> _Data to examine_

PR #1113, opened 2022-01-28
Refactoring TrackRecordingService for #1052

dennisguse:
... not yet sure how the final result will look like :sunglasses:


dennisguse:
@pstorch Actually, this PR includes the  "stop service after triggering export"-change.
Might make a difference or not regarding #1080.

> _What is needed_
Nothing should be left out: repeat all of the data exactly.

> _Worked solution_
PR #1113, opened 2022-01-28
Refactoring TrackRecordingService for #1052

dennisguse:
... not yet sure how the final result will look like :sunglasses:


dennisguse:
@pstorch Actually, this PR includes the  "stop service after triggering export"-change.
Might make a difference or not regarding #1080.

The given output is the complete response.